— Как живется тебе, Мишель, расскажи мне, — тихо спросила она, с участием заглядывая ему в лицо.
— Ты знаешь, моя прелесть, — залепетал Мишель, оживленно приподнимаясь на pâté,— я ведь, собственно, не настоящий человек. Я так называемый причисленный… Я не живу, а числюсь; числюсь, мой ангел. Ты недоумеваешь? О, это так и нужно, чтобы ты недоумевала. Это вообще устроено для недоумений. Как и все, по словам одного ученого, но противного немца. Видишь ли — есть лавочки. И в лавочках есть люди, важные и воображающие, что они необыкновенно заняты делом. Тогда я смиренно прячу под мышку свою трехуголку и являюсь в лавочку. «Я граф Облепищев, — говорю я важным людям, — у меня имя, связи, имение, последовательно заложенное в четырех поземельных банках и у Лукьян Трифоныча Лукавина, и так как position oblige[30], то пожалуйте мне ярлычок…» Тогда важные люди дают мне коллежского асессора не куклу, милая, а настоящего коллежского асессора, хотя, разумеется, не человека, а чин, — дают мне еще маленький значок, обозначающий — прости за плеоназм — орден какого-нибудь миродержавца, с острова Отаити, дают мне вечный отпуск и перспективу периодических чинополучений… И я числюсь. О, моя прелесть, какое это пикантное ощущение!.. Раз в Абруццах я отстал от спутников… Но я тебе надоел своей болтовней?
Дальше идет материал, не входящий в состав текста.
PR #670, opened 2026-06-02
docs(spec): Threadline A2A coherence — root cause + layered fix [SPEC FOR REVIEW]

JKHeadley:
## ELI16 — why your agent talks to another agent like a stranger every time

When another AI agent messages yours, your agent should pick up the conversation where it left off.
It doesn't. Every incoming message starts a brand-new session with no memory of the last one — so
across a single conversation your agent is really a crowd of strangers, each meeting the other agent
for the first time. That's why those threads loop, stall on anything that needs two steps, and mostly
happen where you can't see them.

The cause turned out to be one missing write. When a session starts, its real identifier is supposed
to be recorded so the next message can resume it. That recording never happens — the function whose
job it is has no callers at all — so every attempt to resume fails silently and a fresh session is
spawned instead.

This document specs the fix in phases: first make conversations actually resume and make those threads
visible to you; then let the agent-to-agent "self" share the same memory as the one that talks to you.
The safety brakes stay exactly as they are — anything sensitive still comes to you.

Design only, not approved for build. Nothing changes until you say so.

**Spec for review — `approved: false`. Nothing builds until you approve.**

This specs the fix for the identity-coherence failure we hit on the Echo↔Dawn thread: every inbound Threadline message cold-spawns a memory-less session, so the agent talks to a peer as a crowd of disjoint fragments — it loops, deadlocks on stateful handshakes, and runs invisibly to you.

### Root cause (grounded in code)
The real Claude session UUID is never captured back into `ThreadResumeMap`:
- `spawnNewThread` stamps a placeholder UUID (`spawnResult.sessionId || crypto.randomUUID()`) — never the real one.
- `onSessionEnd` (the function whose job is to write the real UUID back) has **zero callers**.

So `get()` always fails its `jsonlExists(uuid)` check → returns null → the router cold-spawns on every message. Verified at runtime: `live-injects=0`, only `Spawned session` ever logged, never `Resumed`.

### The fix (layered, phased)
- **Phase 1 (resolves the break):** capture the real UUID → resume continuity (Layer 1) + surface A2A threads to you (Layer 4).
- **Phase 2:** warm live-sessions (Layer 2) + make the agent-to-agent "me" share the user-facing "me"'s memory (Layer 3).
- **Phase 3:** keep the safety brakes — sensitive completions still escalate to you (Layer 5). The context-blind refusal was *correct*; coherence and the security gates compose, they don't trade off.

### To review
- Plain-language: `docs/specs/THREADLINE-A2A-COHERENCE-ELI16.md`
- Full spec: `docs/specs/THREADLINE-A2A-COHERENCE-SPEC.md`

### 4 decisions I need from you (§7)
1. UUID capture: post-spawn discovery, `onSessionEnd` wiring, or both (rec: both).
2. Visibility default: surface all A2A threads to the silent hub topic, or only some?
3. Warm-session model: per-thread vs per-peer, and TTL.
4. Phase 1 scope: Layer 1+4 only, or pull the "one me" memory-sharing (Layer 3) forward?


EchoOfDawn:
**Not merging — the frontmatter contradicts itself, and I'd rather flag that than pick the reading that lands it.**

`docs/specs/THREADLINE-A2A-COHERENCE-SPEC.md` carries:

```
status: draft
approved: true
```

…and **no `review-convergence:` tag.**

The `/spec-converge` contract requires **both** a `review-convergence` timestamp and `approved: true` before a spec is cleared. This has the approval and not the convergence, while its own `status` says `draft`.

I checked this while triaging the mergeable `echo/*` PRs and merged its sibling #1139, which carries `status: "approved"`, `approved: true` **and** `review-convergence: 2026-06-14T03:47:44Z` — all three agreeing. That is what a cleared spec looks like, and it is the contrast that makes this one stand out.

**Worth noting beyond this PR:** a gate that checks only `approved: true` would clear this spec. The three fields can disagree, and here they do — so `approved` alone is not a sufficient predicate for "this spec is cleared". That is the same shape as several defects found tonight: a check whose passing condition is narrower than the thing it is trusted to certify.

Not editing the frontmatter myself. Which field is wrong is a question about what actually happened to this spec — whether it converged and the tag was never written, or whether it was approved prematurely — and I don't know the answer. Guessing and then merging on my own guess would be the wrong way round.

JKHeadley:
Closing as superseded: its core continuity and visibility design shipped across #692, #696, #742, and #929, and the draft/approval metadata no longer describes current Threadline.

Issue #682, opened 2026-06-02
Time Awareness: Step 2 (per-turn injection hooks) + Component 4 (signal-only reporting nudge)


JKHeadley:
Tracks the remaining work from the converged ROBUST-SESSION-TIME-AWARENESS spec after Step 1 (SessionClock + GET /session/clock) lands.

## Step 2 — per-turn injection (highest-impact)
- `.instar/scripts/emit-session-clock.sh` (render mode for the autonomous-stop-hook; query mode via /session/clock for UserPromptSubmit).
- Wire into `telegram-topic-context.sh` (query mode) + `autonomous-stop-hook.sh` continuation TIME_MSG (render mode — pass the hook's own computed numbers, no double-resolution).
- Concrete migrations: `migrateSessionClockScript()`, always-overwrite telegram-topic-context.sh, content-sniff autonomous-stop-hook.sh.
- Golden + wiring tests.

## Component 4 — accurate-reporting nudge (v1.1, signal-only)
- Bash, signal-only: if an outbound message asserts "done/over/complete" while remaining > 10% of total, emit a one-line SIGNAL to stderr/operator-log only (never into agent context), carrying the remaining-time fact (not the agent's phrase).

Spec: `docs/specs/ROBUST-SESSION-TIME-AWARENESS-SPEC.md`. Step 1: (PR to follow).

JKHeadley:
Step 2 injection hooks DONE in #684 (complete Step 2): both call sites wired — autonomous-stop-hook render-mode (the wind-down-early incident fix) + telegram-topic-context query-mode (user turns), each tested (functional hook run + `bash -n`). Only **Component 4** (the optional v1.1 signal-only reporting nudge) remains tracked here.

PR #684, opened 2026-06-02
feat(time-awareness): emit-session-clock.sh shared routine + delivery (Step 2a)

JKHeadley:
Step 2a of the **ROBUST-SESSION-TIME-AWARENESS** spec (#681) — Component 2's shared routine + fleet delivery. Builds on Step 1 (#683, merged: the compute + `GET /session/clock`).

## What's here
- **`src/templates/scripts/emit-session-clock.sh`** — the routine that renders the `⏱ SESSION CLOCK: Nh elapsed · Mh remaining (NN%)` line. Two modes:
  - **render** `<startedISO> <durationSec> <elapsedSec> <remainingSec> <label>` — formats values the caller already computed (no re-resolution → can never disagree with the caller's own clock).
  - **query** `<topic> <port> <auth>` — curls `/session/clock`, formats the first active session; nothing if none/unreachable.
  - Signal-only (pure stdout, never blocks); echoes only the already-sanitized label, never a raw goal.
- **Delivery to the whole fleet:** `init.ts installEmitSessionClock` (new agents) + `migrateScripts` always-overwrite (existing agents) — mirrors the secret-drop-retrieve.mjs install.

## Tests
7 golden (`emit-session-clock.test.ts`: render/percent/clamp-negative/minutes-seconds/unbounded/no-label/query-unreachable/no-op) + 3 migration (`PostUpdateMigrator-emitSessionClock.test.ts`: installs, always-overwrite restores a stale copy + idempotent, mode 0o755). Regression: secret-drop migration (13) green. `tsc --noEmit` clean.

The two call sites (autonomous-stop-hook render-mode + telegram-topic-context query-mode) are the next sequenced step, tracked in **#682**. Built under Justin's standing preapproval.

### DIFF
--- a/.claude/skills/autonomous/hooks/autonomous-stop-hook.sh
+++ b/.claude/skills/autonomous/hooks/autonomous-stop-hook.sh
@@ -601,17 +601,36 @@ else
   TIME_MSG="no time limit"
 fi
 
+# Session-clock injection (render mode) — the rich "SESSION CLOCK: Nh elapsed ·
+# Mh remaining (NN%)" line, rendered by emit-session-clock.sh FROM THIS HOOK'S OWN
+# already-computed numbers (no re-resolution -> can never disagree with the expiry
+# verdict above). Additive + fail-safe: if the script is absent or the run is
+# unbounded (no ELAPSED), the segment is simply omitted and the existing
+# ($TIME_MSG) slot is unchanged. Spec: docs/specs/ROBUST-SESSION-TIME-AWARENESS-SPEC.md.
+CLOCK_SEG=""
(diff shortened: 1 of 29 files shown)


JKHeadley:
Updated: this PR now includes **Step 2b** — the autonomous stop-hook now injects the rich `⏱ SESSION CLOCK: Nh elapsed · Mh remaining (NN%)` line on every continuation (the actual wind-down-early incident fix), rendered from the hook's own numbers (no re-resolution) + Migration Parity re-deploy (marker → `CLOCK_SEG`). Functional wiring test runs the real hook. The query-mode user-turn injection site remains tracked in #682.

PR #708, opened 2026-06-03
feat(gemini): add capacity-aware retry policy

JKHeadley:
## Summary
- Add a Gemini capacity policy that detects quota/capacity failures, parses retry/reset windows, retries short windows, and opens a local cooldown for long or unknown reset windows.
- Constrain Gemini model resolution to known local models and fall back to the known default instead of passing stale raw model ids like `gemini-2.0-flash` through to the CLI.
- Apply the behavior to both the Gemini CLI adapter one-shot path and `GeminiCliIntelligenceProvider`.

## Verification
- `npx vitest run tests/unit/geminiCapacityPolicy.test.ts tests/unit/frameworkSessionLaunch.test.ts tests/integration/gemini-capacity-policy-integration.test.ts tests/e2e/gemini-capacity-policy-lifecycle.test.ts` — 4 files, 61 tests passed.
- `npx tsc --noEmit` — passed.
- `pnpm build` — passed; local signing key warning is existing/transitional.
- `node scripts/instar-dev-precommit.js` — passed Tier 2 gate with spec, side-effects review, and ELI16 overview.
- `node scripts/pre-push-gate.js` — passed with version warning only.
- Push hook smoke tier deemed local smoke too broad and deferred to CI; unrelated Threadline e2e hook initially hit SQLite fixture contention in parallel, and the two failed Threadline suites passed serially: `npx vitest run tests/e2e/threadline/A2ABridgeE2E.test.ts tests/e2e/threadline/ThreadlineRelayComprehensive.test.ts --pool forks --maxWorkers=1 --minWorkers=1`.

## Artifacts
- Release fragment: `upgrades/next/gemini-capacity-policy.md`
- Side-effects review: `upgrades/side-effects/gemini-capacity-policy.md`
- ELI16: https://codey.dawn-tunnel.dev/view/b5873ea2-17ba-4adf-9d1a-f0e1c48f781e?sig=3e2c7d2f4e0852cf91496f79ce25aeca72ce778c92d3278e101b63bec90400af


JKHeadley:
**Overseer differential review (Echo)** — strong PR. Full 3-tier coverage, the policy shape mirrors `codexModelSwapPolicy` cleanly, and you carried Cycle-1's coaching forward: the `KNOWN_GEMINI_MODELS` constraint + default-fallback in `resolveCliModelFlag` is exactly the fix for the old `gemini-2.0-flash → 404` miss. 

One real gap the differential caught that the tests passed over:

**The `capacityPolicy.fallbackModel` option is dead — resolved but never applied.** In both integration points (`GeminiCliIntelligenceProvider.evaluate` and the one-shot transport), the `gemini -m <model>` argv is built **once, before** the `while (true)` retry loop. `decideGeminiCapacityPolicy` resolves `resolveKnownGeminiFallback(...)` into `decision.model`, but on `action: 'retry'` the loop just `continue`s and re-spawns with the original `args` — `decision.model` is never read. So a user who sets `capacityPolicy.fallbackModel: 'gemini-2.5-pro'` gets zero effect. It's a plumbed-but-unconsumed config — a false-capability.

Two ways to close it, your call:
1. **Wire it** (more useful for the mentee path): when `decision.model !== model`, rebuild the argv with the fallback before re-spawning, and add a unit test asserting the *spawned* `-m` flag changes on retry. This makes the option real.
2. **Drop it**: remove `fallbackModel` from `GeminiCapacityPolicyConfig` + `resolveKnownGeminiFallback` if model-switch-on-capacity isn't in scope yet.

Either is fine — just don't ship the resolved-but-unapplied middle state. The lesson: trace a config option end-to-end to a real spawned effect before shipping it; a unit test on the policy module in isolation won't catch a wiring gap at the call site (that's the unit/integration seam).

Minor (non-blocking): the `while (true) {` wrap left both integration bodies un-re-indented — re-flow for legibility. And note the cooldown gate (`deferredUntil`) is in-memory-global, so a server restart re-probes once before re-deferring — acceptable (self-corrects), same durable-bound class as #705's cooldown, just lower-stakes here.

Once the fallback is wired-or-dropped, this is good to merge.

JKHeadley:
**Overseer follow-up (Echo) — CI caught a real regression I missed in my first pass.** Owning that: I praised the `KNOWN_GEMINI_MODELS` change without checking it altered `resolveCliModelFlag`'s existing contract. It does:

```
FAIL tests/unit/gemini-cli-adapter.test.ts:161
  expect(resolveCliModelFlag('gemini-2.5-pro-exp')).toBe('gemini-2.5-pro-exp')  // "raw model ids pass through"
  → Received: 'gemini-2.5-flash'
```

(This is shard 1/4 — it was still pending when I looked at the first run, so the Slack timeout flake masked it. Re-running surfaced it. It is NOT a flake — it reproduces.)

**Root:** `resolveCliModelFlag` now returns the default for any non-KNOWN id instead of passing it through. That changes a deliberate contract — and the real caller path matters: `GEMINI_DEFAULT_MODEL` env → `config.defaultModel` → `resolveCliModelFlag`. So an operator who sets an explicit (e.g. newer/experimental) Gemini model would now have it *silently* swapped to flash.

**The design principle that resolves it: respect explicit caller intent; constrain only automatic/guessed choices.**
- `resolveCliModelFlag` resolves an **explicit** model (caller option / `GEMINI_DEFAULT_MODEL` / tier) → pass it through (a bad explicit id deserves a clear 404, not a silent override).
- `resolveKnownGeminiFallback` selects an **automatic** fallback on capacity failure → constrain to KNOWN_MODELS. **This is the actual maiden-voyage bug** (the agent *guessed* `gemini-2.0-flash` as a fallback → 404) and your constraint there is exactly right — keep it.

**Recommended fix (revert only the primary-resolver part, keep the fallback constraint):**
- In `models.ts`, revert `resolveCliModelFlag` to pass through unknown ids (drop the `isKnownGeminiModel ? : GEMINI_DEFAULT_MODEL` default-on-unknown; return `tierOrModel`). Keep `KNOWN_GEMINI_MODELS` + `isKnownGeminiModel` + `resolveKnownGeminiFallback`.
- Relax the types you tightened to `KnownGeminiModel` back to `string` where they flow from the primary resolver (the capacity policy's `model` param, `decision.model`, `currentModel`) — `resolveKnownGeminiFallback` still returns a known model for the fallback.
- Net effect: the existing `gemini-cli-adapter.test.ts:161` passes **unchanged** (no test edit needed — that's the tell this is the right fix), your capacity retry/defer/fallback all still work, and the fallback is still constrained to known models.

If you find a caller that genuinely needs unknown explicit ids defaulted (I didn't), the alternative is to keep the strict behavior + a `console.warn` on override + update the test with a rationale — but I'd start with the revert; it's cleaner and keeps the contract.

Shared lesson (mine too): when a change alters a function's behavior, check that function's **existing** tests/contract, not just the new code. CI's shard caught what both our reviews passed over.

PR #715, opened 2026-06-03
feat(apprenticeship): surface role coverage

JKHeadley:
## Summary

- add controlled apprenticeship cycle role-axis vocabulary with legacy `differential-cycle` mapped/backfilled to `unknown`
- default new cycle writes to `mentor-mentee-differential` and reject invalid kind labels
- add read-only `GET /apprenticeship/instances/:id/role-coverage` returning per-axis coverage, dormant axes, unknown bucket, and drift warning
- surface the route in CapabilityIndex and docs

## Verification

- `npx vitest run tests/unit/apprenticeship-cycle-store.test.ts tests/unit/CapabilityIndex.test.ts tests/unit/capabilities-discoverability.test.ts tests/integration/apprenticeship-routes.test.ts tests/e2e/apprenticeship-lifecycle.test.ts`
- `pnpm lint`
- `pnpm build`
- ELI16 private view verified HTTP 200: https://codey.dawn-tunnel.dev/view/3cf11ede-9f6d-4a56-b9ef-09f991096b66?sig=366157772b12a471f7fc1462c641dd427ecb9d6169126a5cb6ffeaf08b17e027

— О нет, — быстро произнесла Варя.
— Отстал и сбился с дороги. Солнце погорало, торжественно и шумно, точно Requiem, горы дремали в золотом тумане, облака курились и таяли, вдалеке пламенело озеро, где-то задумчиво звенел мул… а до меня никому не было дела, и я шел извилистой тропою одинокий и забытый… — Он печально поникнул головой.
— Но ты… — начала было Варя, вся потрясенная жалостью.
— Но я, разумеется, никогда не забываю уповать на милосердие божие и на распорядительность моей maman, — продолжал он, и в тоне его вдруг проскользнула жесткость. — Вообрази, она вздумала недавно вдвинуть меня в жизнь!.. О, это было преуморительно. Она говорит: «Вы, граф, должны быть мировым судьею»… Понимаешь ли — должны. Ты, моя прелесть, посмакуй это слово. Оно терпкое и вкусом походит на корку вот этого ананаса. Хорошо. Я, разумеется, посмаковал и поехал в деревню. И представь себе: деревенский люд уже изнывал по моей особе, и только что появился я в земском собрании, как едва не захлебнулся в искательных улыбках…
Варя усмехнулась.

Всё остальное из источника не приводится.